Despite years of growth in ESG investing and corporate sustainability reporting, the vast majority of companies in the world have no sustainability score at all. The coverage that exists is heavily concentrated among large-cap public companies in developed markets — the companies already visible to institutional investors. For everyone else, the ratings landscape is essentially empty.
Who Gets Rated — and Who Doesn't
MSCI, Sustainalytics, and similar agencies collectively cover several thousand companies. There are an estimated 300 million businesses operating globally. The gap isn't a rounding error — it's a structural feature of how the ratings industry was built. Agencies focused their coverage where investor demand was highest: on companies large enough to appear in institutional portfolios, with the resources to complete detailed disclosure questionnaires. The economics made sense for the agencies. The resulting blind spot is enormous.
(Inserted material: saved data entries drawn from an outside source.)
PR #4581, opened 2026-09-13
fix(sourcemap): build the comment coordinate space above the source's last byte

### LINKED ISSUE #4521: loc_base is not an upper bound on source offsets, so a real source position can sit inside a comment-space range

baseballyama:
Closes #4521.

## What was wrong

`loc_base` is the boundary between real source offsets and the comment coordinate space, and it
was `synth.max_span + 2`. `max_span` is a running max over whatever the probe pass happened to
call `note_span` on — chunk text lengths, some statement ends, some `RawMapped` source offsets.
Nothing makes that an upper bound on the source offsets the printer will actually resolve. A
template element's identifier span is not among them, so on a component whose template reaches
past the largest noted span a genuine source offset sat **above** the boundary and was translated
as if it were a comment-space offset. The guard at `to_oxc.rs:202` cannot see it: it re-reads the
same under-counting `max_span`.

#4521 also explains why the obvious repairs do not close it. Adding the missing `note_span` calls
one at a time builds the list out of the offsets someone hit, not out of the offsets the printer
can resolve — and the issue measured a variant that raises `max_span` from region ends, which was
strictly better on the map and moved a component's comment output the **wrong** way (`2 → 0` where
official emits 2).

The quantity that *is* an upper bound is the source's length. It is threaded into
`program_to_oxc{,_with_islands}` and the boundary becomes `max(max_span, source_len) + 2`.

## The carrier

`submodules/svelte-eslint-parser/.../svelte5/ts-event03-type-output.svelte`, the component the
issue measured. All three segments whose generated position starts the identifier `button`:

| arm | source position | what is there |
|---|---|---|
| `origin/main` `7588fdc12` | `11:42` | `ventTarget &` — inside `HTMLButtonElement;`'s comment |
| this branch | `7:1` | `button oncli` — the tag name |
| official | `7:1` | the same three, same positions |

## Measurement

Arms: a pristine `git worktree --detach` at `origin/main` `7588fdc12` and this tree, distinct
`sha256`. Oracle `submodules/svelte` `7bc0a70fe64d` / `VERSION 5.57.0`.

Sweep over every `.svelte` file under `submodules/` — 36,552 units, 35,148 live (1,404 refused by
**both** arms with identical exit codes, 0 asymmetric):

**`js.code` moved on 1 file.** It is the same file, and the same count, that the issue's
`note_span` variant moved — but the direction is the other one: differing lines against official
`18 → 11`.

**`js.map` moved on 740 files.** Per file, on (identifier-correct, out-of-range):

```
better 307    worse 0    equal 433
```

On the 554 of those whose `js.code` is byte-identical to official's — where generated positions
line up and the two maps can be compared as **sets** rather than judged:

| | `origin/main` | this branch |
|---|---:|---:|
| official's segments reproduced (of 213,944) | 117,733 | **119,343** |
| segments emitted that official does not have | 27,220 | **26,287** |

Both directions improve, which a change that merely emitted more segments could not do.

`sourcemaps_gate` is green and `compatibility/sourcemap-known-failures.json` is untouched. All
three test shards green locally (1600 / 1802 / 1571, 0 failed).

## Controls

The unit test's positive control is its own neighbour:
`generated_identifier_source_span_does_not_raise_comment_boundary` runs the same program with
`source_len = 0` and still requires the boundary to stay *below* the identifier registered at
1,000, so the source length is the only thing that moves it.

Ablating `.max(source_len)` fails the unit test and `the_button_tag_maps_to_its_own_name`, and
leaves `the_input_tag_still_maps_to_its_own_name` green — `<input>` starts at a *larger* source
offset than `<button>` and was already mapped correctly under the old rule, so a change that
pointed every template identifier at one place would satisfy the first test and fail that one.
`the_extractor_is_live` keeps an empty `all()` from being what makes either pass.


baseballyama:
Closing this without merging. The change does what #4521 predicted on the map, and it pays the
price #4521 predicted on comments — and I now have one fact the issue did not have.

## What it fixes (unchanged from the description)

`origin/main` maps the carrier's `button` to `src 11:42`, inside a comment; this maps all three to
`src 7:1`, where the oracle puts them. Over the 554 corpus components whose `js.code` is
byte-identical to official's, official segments reproduced go 117,733 → 119,343 and segments
official does not have go 27,220 → 26,287.

## What it breaks

`cargo test -p rsvelte_core --lib` fails on exactly one test:

```
compiler::phases::phase3_transform::client::tests::a_script_comment_maps_before_the_template_expression_it_precedes
```

```svelte
<script>
  // "data" prop contains property "result"
  let { data } = $props();
</script>
{data.result}
```

`origin/main` is **byte-identical to the oracle** here — the comment sits inside `$.set_text(`,
on its own line before `$$props.data.result`. On this branch it lands after `$.pop()`, at the end
of the component body.

## The new fact: it is not the `has_loc` gate

`loc_base` answers two questions — "may this span carry comments" (`has_loc`) and "is this offset
in the comment buffer" (the `loc_map` lookup). The obvious repair is to split them: keep the gate
at the bound the probe measured and put the buffer above the source's last byte. I built that
(`comment_gate` on `Converted`, `print_split` taking it instead of `loc_base`) and re-measured:

| | buffer raised | buffer raised + gate decoupled |
|---|---:|---:|
| `js.code` MOVED over 35,148 live components | 1 | 1 |
| `js.map` MOVED | 740 | 740 |
| the `--lib` test above | fails | fails |

Byte-identical outcomes. So the comment placement does not depend on the gate — it depends on
**where the buffer sits**, because the comment cursor orders comment offsets against node spans in
one integer space, and lifting the buffer above the source makes every real source offset sort
before every comment. Splitting the number is not enough; the two spaces have to stop being one
ordered domain, which is the model change #4489 also wants.

## And a note on how this got to CI

The corpus sweep says `js.code` MOVED = **1** over 35,148 live components. That is a true number
and it is not a safety margin — the shape that carries the class occurs 0 times in the corpus and
lives in a unit test. `scripts/ci/run-test-shard.sh` partitions **integration** binaries only (its
own comment says the `--lib` tests run in the separate `test-unit` job), so three green local
shards structurally cannot see a `--lib` failure. I read the small corpus number as coverage; the
denominator that mattered was `--lib`.

Branch kept for the next attempt.

PR #4588, opened 2026-09-13
test(check): pin the #4583 epilogue guard end to end

### LINKED ISSUE #4583: svelte-check: false-positive `Cannot find name '$$ComponentProps'` for un-destructured, un-annotated `$props()`
### Summary

`@rsvelte/svelte-check` reports a false-positive `TS2304: Cannot find name '$$ComponentProps'` for any component that calls `$props()` **without destructuring and without a type annotation**. Official `svelte-check` reports no error for the same file.

The diagnostic is always pinned to `<lines_in_file + 1>:1`, which is the tell: it originates in generated overlay text that has no source-map coverage, and the greatest-lower-bound lookup pins it past the end of the author's source.

Version: `@rsvelte/svelte-check@0.5.28` (darwin-arm64), compared against `svelte-check@4.7.6` / `svelte2tsx@0.7.45` / `svelte@5.56.3`.

### Reproduction

`Repro.svelte`:

```svelte
<script lang="ts">
  const props = $props();
  void props;
</script>

<p>hi</p>
```

- `rsvelte-check` → 1 error: `Cannot find name '$$ComponentProps'` at `Repro.svelte:7:1` (the file is 6 lines long)
- `svelte-check` → 0 errors

Adding either destructuring (`const { a } = $props()`) or an annotation (`const props: { a: number } = $props()`) makes the error disappear.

Small and medium enterprises are almost entirely uncovered. Yet SMEs account for the majority of employment and a substantial share of direct environmental impact in most economies. A consumer trying to evaluate the sustainability practices of a local supplier, a regional bank, a mid-size food manufacturer, or a growing e-commerce brand has essentially no ratings-based information available. The sustainability transparency that does exist is a thin layer over a tiny fraction of economic activity.
Building Coverage That Scales
Reaching SMEs requires different data strategies than those designed for public companies. Self-reported data alone won't work — small businesses don't have ESG teams. The path forward combines available public data (regulatory filings, energy procurement records, corporate registrations, industry certifications), sector-level benchmarks, and targeted verification. The resulting assessments will be approximate rather than exhaustive — but directionally accurate at scale, which is far more valuable than exhaustive coverage of a negligible fraction of the economy.
Susty's coverage model is designed from the start with this scale challenge in mind. Starting with the most-searched companies and expanding outward systematically, using methodologies that can be applied without requiring a dedicated sustainability function on the company side. The goal is a world where any company, of any size, has a sustainability score — and any consumer can find it.